*** SOURCE INFORMATION Section Begins ***

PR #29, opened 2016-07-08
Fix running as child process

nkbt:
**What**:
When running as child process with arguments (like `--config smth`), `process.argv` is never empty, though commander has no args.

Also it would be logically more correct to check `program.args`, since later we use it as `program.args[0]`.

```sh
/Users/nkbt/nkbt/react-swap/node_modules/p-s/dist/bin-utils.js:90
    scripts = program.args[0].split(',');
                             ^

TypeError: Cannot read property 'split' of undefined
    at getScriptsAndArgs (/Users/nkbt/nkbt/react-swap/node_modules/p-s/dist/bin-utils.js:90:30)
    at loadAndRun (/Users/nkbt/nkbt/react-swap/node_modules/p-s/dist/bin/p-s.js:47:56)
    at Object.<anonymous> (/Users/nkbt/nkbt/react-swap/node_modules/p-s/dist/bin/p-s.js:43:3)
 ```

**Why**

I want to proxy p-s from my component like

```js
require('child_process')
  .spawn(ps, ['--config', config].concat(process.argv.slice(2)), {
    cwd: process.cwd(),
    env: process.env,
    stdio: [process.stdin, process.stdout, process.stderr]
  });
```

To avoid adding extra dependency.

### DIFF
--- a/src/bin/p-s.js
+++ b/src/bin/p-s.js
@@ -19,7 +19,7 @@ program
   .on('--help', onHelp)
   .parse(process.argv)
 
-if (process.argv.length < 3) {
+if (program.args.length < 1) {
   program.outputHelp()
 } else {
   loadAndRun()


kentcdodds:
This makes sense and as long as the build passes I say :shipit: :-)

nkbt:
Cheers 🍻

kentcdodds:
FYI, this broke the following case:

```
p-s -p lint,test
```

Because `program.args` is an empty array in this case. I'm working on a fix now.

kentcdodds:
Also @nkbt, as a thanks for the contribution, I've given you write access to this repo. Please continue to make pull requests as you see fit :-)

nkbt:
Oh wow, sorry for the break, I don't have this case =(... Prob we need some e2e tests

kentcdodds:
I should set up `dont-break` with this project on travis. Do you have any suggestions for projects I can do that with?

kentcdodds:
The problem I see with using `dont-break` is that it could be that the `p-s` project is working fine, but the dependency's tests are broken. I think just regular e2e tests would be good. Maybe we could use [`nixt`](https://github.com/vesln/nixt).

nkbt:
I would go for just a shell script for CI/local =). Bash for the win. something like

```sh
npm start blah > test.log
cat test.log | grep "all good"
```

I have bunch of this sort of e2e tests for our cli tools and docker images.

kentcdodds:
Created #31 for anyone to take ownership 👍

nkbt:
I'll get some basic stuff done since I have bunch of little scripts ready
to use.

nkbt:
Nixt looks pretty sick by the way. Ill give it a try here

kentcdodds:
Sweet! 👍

*** SOURCE INFORMATION Section Ends ***

» **TO DO**
Retype all the data verbatim.

» **WRITTEN REPLY**
PR #29, opened 2016-07-08
Fix running as child process

nkbt:
**What**:
When running as child process with arguments (like `--config smth`), `process.argv` is never empty, though commander has no args.

Also it would be logically more correct to check `program.args`, since later we use it as `program.args[0]`.

```sh
/Users/nkbt/nkbt/react-swap/node_modules/p-s/dist/bin-utils.js:90
    scripts = program.args[0].split(',');
                             ^

TypeError: Cannot read property 'split' of undefined
    at getScriptsAndArgs (/Users/nkbt/nkbt/react-swap/node_modules/p-s/dist/bin-utils.js:90:30)
    at loadAndRun (/Users/nkbt/nkbt/react-swap/node_modules/p-s/dist/bin/p-s.js:47:56)
    at Object.<anonymous> (/Users/nkbt/nkbt/react-swap/node_modules/p-s/dist/bin/p-s.js:43:3)
 ```

**Why**

I want to proxy p-s from my component like

```js
require('child_process')
  .spawn(ps, ['--config', config].concat(process.argv.slice(2)), {
    cwd: process.cwd(),
    env: process.env,
    stdio: [process.stdin, process.stdout, process.stderr]
  });
```

To avoid adding extra dependency.

### DIFF
--- a/src/bin/p-s.js
+++ b/src/bin/p-s.js
@@ -19,7 +19,7 @@ program
   .on('--help', onHelp)
   .parse(process.argv)
 
-if (process.argv.length < 3) {
+if (program.args.length < 1) {
   program.outputHelp()
 } else {
   loadAndRun()


kentcdodds:
This makes sense and as long as the build passes I say :shipit: :-)

nkbt:
Cheers 🍻

kentcdodds:
FYI, this broke the following case:

```
p-s -p lint,test
```

Because `program.args` is an empty array in this case. I'm working on a fix now.

kentcdodds:
Also @nkbt, as a thanks for the contribution, I've given you write access to this repo. Please continue to make pull requests as you see fit :-)

nkbt:
Oh wow, sorry for the break, I don't have this case =(... Prob we need some e2e tests

kentcdodds:
I should set up `dont-break` with this project on travis. Do you have any suggestions for projects I can do that with?

kentcdodds:
The problem I see with using `dont-break` is that it could be that the `p-s` project is working fine, but the dependency's tests are broken. I think just regular e2e tests would be good. Maybe we could use [`nixt`](https://github.com/vesln/nixt).

nkbt:
I would go for just a shell script for CI/local =). Bash for the win. something like

```sh
npm start blah > test.log
cat test.log | grep "all good"
```

I have bunch of this sort of e2e tests for our cli tools and docker images.

kentcdodds:
Created #31 for anyone to take ownership 👍

nkbt:
I'll get some basic stuff done since I have bunch of little scripts ready
to use.

nkbt:
Nixt looks pretty sick by the way. Ill give it a try here

kentcdodds:
Sweet! 👍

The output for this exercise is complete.